### Input data
Issue #56, opened 2019-01-14
capstone ints and enums


mothran:
I ran into a problem with matching instruction id's to their enum counter parts defined in capstone-sys.  Because rust does not have a provide a simple/safe way to cast a u32 to an enum value matching something like instruction id's to a list of possible instructions seems to get tricky.

This applies to instruction ID's as well as reg_ids, op_types and all the other capstone-sys enums.

For example it would be nice to have code as clean as:

```rust
fn is_valid_ret(insn: &Insn) -> bool {
    match insn.id().0 {
        x86_insn::X86_INS_RET => true,
        _ => false
    }
}
```

Maybe the bindgen could be changed for capstone-sys to output constants instead of enums for these types of values?  Or am I missing something defined in capstone-sys?

mothran:
I was curious about what the process would be like so for consideration:
https://github.com/mothran/capstone-sys/commit/daf261f6b2b64ec025a886288d8a7ce88fe33ef5
and
https://github.com/mothran/capstone-rs/commit/55e67d8c713c58a22b32c6aa0740c9d2184d47f6

I did not update the documentation to clearly reflect the changes, and there are still a number of arch specific enums that would need to be converted to work cleanly in the model above.  It was more a PoC to show myself if it would be a fair way to tackle the above issue.

tmfink:
Thanks for filing the issue!

I see what you are saying, `Insn::id()` returns an `InsnId`, which just contains an integer value. However, the architecture-specific instruction enums like `X86Insn` cannot be created from integers, which makes matching more tedious.

Possible solutions:

1. **More constants**: (Your recommendation) change the arch instructions enums to constified modules
    - This reduces "type safety" since nothing would prevent you from matching Arm instruction ids values to X86 instructions.
2. **More enums**: change the `Insn` type to be an enum over architecture types. For example, there would be a `X86(X86Insn)` variant.
    - This would incur some runtime overhead to "unwrap" a `Insn` to a known variant such as `X86Insn`
3. **More enums & generic `Capstone`**: to avoid runtime overhead as with (2), we could change the `Capstone` struct to be generic over architecture types.
    - For example, we would know at compile-time that a `Capstone<X86>::disasm()` generates `X86Insn`.
4. **`X86Insn::from_insn_id()`**: Add a function to `X86Insn` (and other archs) to create an `X86Insn` from an `InsnId`.
    - We would need to be able to iterate over `capstone_sys::x86_insn` at compile-time.
[...]

PR #79, opened 2019-12-04
impl From<u32> for instructions enums

losynix:
Addresses issue https://github.com/capstone-rust/capstone-rs/issues/56 with your [solution 4](https://github.com/capstone-rust/capstone-rs/issues/56#issuecomment-455254742): Add a function to X86Insn (and other archs) to create an X86Insn from an InsnId.

Now mothran's [example](https://github.com/capstone-rust/capstone-rs/issues/56#issue-398715105) can be written like this:

```rust
fn is_valid_ret(insn: &Insn) -> bool {
    match X86Insn::from_insn_id(insn.id().0) {
        X86Insn::X86_INS_RET => true,
        _ => false
    }
}
```

Parsing and appending code to the generated bindings is a bit dirty, maybe Rust will have a good and safe way to cast integers to enums one day.


capstone-sys/build.rs
```diff
@@ -148,6 +152,62 @@ fn env_var(var: &str) -> String {
...
+    for cap in re.captures_iter(&bindings) {
+        impl_arch_enum.push_str(
+            &format!("impl {}_insn {{\n
+            pub fn from_insn_id(id: u32) -> {}_insn {{\n
+            match id {{\n",
+            &cap["arch"], &cap["arch"]));
+
+        // find instructions and their id
+        let re2 = Regex::new(
+            &format!("{}_INS_(?P<ins>[A-Z]+) = (?P<id>\\d+)",
```
tmfink: You need to account for underscores, numbers, and possible after `_INS_`.
We want to have this be future-proof.

For example, you are missing `MIPS_INS_ABSQ_S`, `MIPS_INS_ADDIUR1SP`.

Reference: https://doc.rust-lang.org/stable/reference/identifiers.html

capstone-sys/build.rs
```diff
@@ -148,6 +152,62 @@ fn env_var(var: &str) -> String {
...
+
+    for cap in re.captures_iter(&bindings) {
+        impl_arch_enum.push_str(
+            &format!("impl {}_insn {{\n
+            pub fn from_insn_id(id: u32) -> {}_insn {{\n
+            match id {{\n",
+            &cap["arch"], &cap["arch"]));
+
+        // find instructions and their id
+        let re2 = Regex::new(
```
tmfink: Use descriptive names, not `re2`.

tmfink:
Thanks for the PR! I have avoided doing this kind of thing, but maybe is what we want.
I have made some review comments.

losynix:
Thank you, I updated the code following your comments except for the `TryFrom` trait implementation which requires returning a `Result` instead of a `<arch>_INS_INVALID` variant, not sure what would be more comfortable to use ?

tmfink:
> Thank you, I updated the code following your comments except for the `TryFrom` trait implementation which requires returning a `Result` (thus an `Error` instead of a `<arch>_INS_INVALID` variant), not sure what would be more comfortable to use ?

You can just use the `From` trait to convert directly, including the `<arch>_INS_INVALID`.

In the future, I think it will make sense to define a separate enum for each arch instructions without `<arch>_insns_invalid`. When conversions fail, they would be able to return `Option<ArchInsn>`.

losynix:
> You can just use the `From` trait to convert directly, including the `<arch>_INS_INVALID`.

Sure, done.

> In the future, I think it will make sense to define a separate enum for each arch instructions without `<arch>_insns_invalid`. When conversions fail, they would be able to return `Option<ArchInsn>`.

It would make sense indeed.

losynix:
everything good for you ?

capstone-sys/build.rs
```diff
@@ -40,6 +40,15 @@ extern crate bindgen;
 
 extern crate cc;
 
+#[cfg(feature = "use_bindgen")]
+extern crate regex;
```
tmfink: I should upgrade capstone-sys to the 2018 edition so that you don't need to do this

tmfink:
Thanks for the PR! Sorry for the wait.

losynix:
no problem, thank you !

### Work order
Transcribe all of the entries without altering anything.

### Exercise result
Issue #56, opened 2019-01-14
capstone ints and enums


mothran:
I ran into a problem with matching instruction id's to their enum counter parts defined in capstone-sys.  Because rust does not have a provide a simple/safe way to cast a u32 to an enum value matching something like instruction id's to a list of possible instructions seems to get tricky.

This applies to instruction ID's as well as reg_ids, op_types and all the other capstone-sys enums.

For example it would be nice to have code as clean as:

```rust
fn is_valid_ret(insn: &Insn) -> bool {
    match insn.id().0 {
        x86_insn::X86_INS_RET => true,
        _ => false
    }
}
```

Maybe the bindgen could be changed for capstone-sys to output constants instead of enums for these types of values?  Or am I missing something defined in capstone-sys?

mothran:
I was curious about what the process would be like so for consideration:
https://github.com/mothran/capstone-sys/commit/daf261f6b2b64ec025a886288d8a7ce88fe33ef5
and
https://github.com/mothran/capstone-rs/commit/55e67d8c713c58a22b32c6aa0740c9d2184d47f6

I did not update the documentation to clearly reflect the changes, and there are still a number of arch specific enums that would need to be converted to work cleanly in the model above.  It was more a PoC to show myself if it would be a fair way to tackle the above issue.

tmfink:
Thanks for filing the issue!

I see what you are saying, `Insn::id()` returns an `InsnId`, which just contains an integer value. However, the architecture-specific instruction enums like `X86Insn` cannot be created from integers, which makes matching more tedious.

Possible solutions:

1. **More constants**: (Your recommendation) change the arch instructions enums to constified modules
    - This reduces "type safety" since nothing would prevent you from matching Arm instruction ids values to X86 instructions.
2. **More enums**: change the `Insn` type to be an enum over architecture types. For example, there would be a `X86(X86Insn)` variant.
    - This would incur some runtime overhead to "unwrap" a `Insn` to a known variant such as `X86Insn`
3. **More enums & generic `Capstone`**: to avoid runtime overhead as with (2), we could change the `Capstone` struct to be generic over architecture types.
    - For example, we would know at compile-time that a `Capstone<X86>::disasm()` generates `X86Insn`.
4. **`X86Insn::from_insn_id()`**: Add a function to `X86Insn` (and other archs) to create an `X86Insn` from an `InsnId`.
    - We would need to be able to iterate over `capstone_sys::x86_insn` at compile-time.
[...]

PR #79, opened 2019-12-04
impl From<u32> for instructions enums

losynix:
Addresses issue https://github.com/capstone-rust/capstone-rs/issues/56 with your [solution 4](https://github.com/capstone-rust/capstone-rs/issues/56#issuecomment-455254742): Add a function to X86Insn (and other archs) to create an X86Insn from an InsnId.

Now mothran's [example](https://github.com/capstone-rust/capstone-rs/issues/56#issue-398715105) can be written like this:

```rust
fn is_valid_ret(insn: &Insn) -> bool {
    match X86Insn::from_insn_id(insn.id().0) {
        X86Insn::X86_INS_RET => true,
        _ => false
    }
}
```

Parsing and appending code to the generated bindings is a bit dirty, maybe Rust will have a good and safe way to cast integers to enums one day.


capstone-sys/build.rs
```diff
@@ -148,6 +152,62 @@ fn env_var(var: &str) -> String {
...
+    for cap in re.captures_iter(&bindings) {
+        impl_arch_enum.push_str(
+            &format!("impl {}_insn {{\n
+            pub fn from_insn_id(id: u32) -> {}_insn {{\n
+            match id {{\n",
+            &cap["arch"], &cap["arch"]));
+
+        // find instructions and their id
+        let re2 = Regex::new(
+            &format!("{}_INS_(?P<ins>[A-Z]+) = (?P<id>\\d+)",
```
tmfink: You need to account for underscores, numbers, and possible after `_INS_`.
We want to have this be future-proof.

For example, you are missing `MIPS_INS_ABSQ_S`, `MIPS_INS_ADDIUR1SP`.

Reference: https://doc.rust-lang.org/stable/reference/identifiers.html

capstone-sys/build.rs
```diff
@@ -148,6 +152,62 @@ fn env_var(var: &str) -> String {
...
+
+    for cap in re.captures_iter(&bindings) {
+        impl_arch_enum.push_str(
+            &format!("impl {}_insn {{\n
+            pub fn from_insn_id(id: u32) -> {}_insn {{\n
+            match id {{\n",
+            &cap["arch"], &cap["arch"]));
+
+        // find instructions and their id
+        let re2 = Regex::new(
```
tmfink: Use descriptive names, not `re2`.

tmfink:
Thanks for the PR! I have avoided doing this kind of thing, but maybe is what we want.
I have made some review comments.

losynix:
Thank you, I updated the code following your comments except for the `TryFrom` trait implementation which requires returning a `Result` instead of a `<arch>_INS_INVALID` variant, not sure what would be more comfortable to use ?

tmfink:
> Thank you, I updated the code following your comments except for the `TryFrom` trait implementation which requires returning a `Result` (thus an `Error` instead of a `<arch>_INS_INVALID` variant), not sure what would be more comfortable to use ?

You can just use the `From` trait to convert directly, including the `<arch>_INS_INVALID`.

In the future, I think it will make sense to define a separate enum for each arch instructions without `<arch>_insns_invalid`. When conversions fail, they would be able to return `Option<ArchInsn>`.

losynix:
> You can just use the `From` trait to convert directly, including the `<arch>_INS_INVALID`.

Sure, done.

> In the future, I think it will make sense to define a separate enum for each arch instructions without `<arch>_insns_invalid`. When conversions fail, they would be able to return `Option<ArchInsn>`.

It would make sense indeed.

losynix:
everything good for you ?

capstone-sys/build.rs
```diff
@@ -40,6 +40,15 @@ extern crate bindgen;
 
 extern crate cc;
 
+#[cfg(feature = "use_bindgen")]
+extern crate regex;
```
tmfink: I should upgrade capstone-sys to the 2018 edition so that you don't need to do this

tmfink:
Thanks for the PR! Sorry for the wait.

losynix:
no problem, thank you !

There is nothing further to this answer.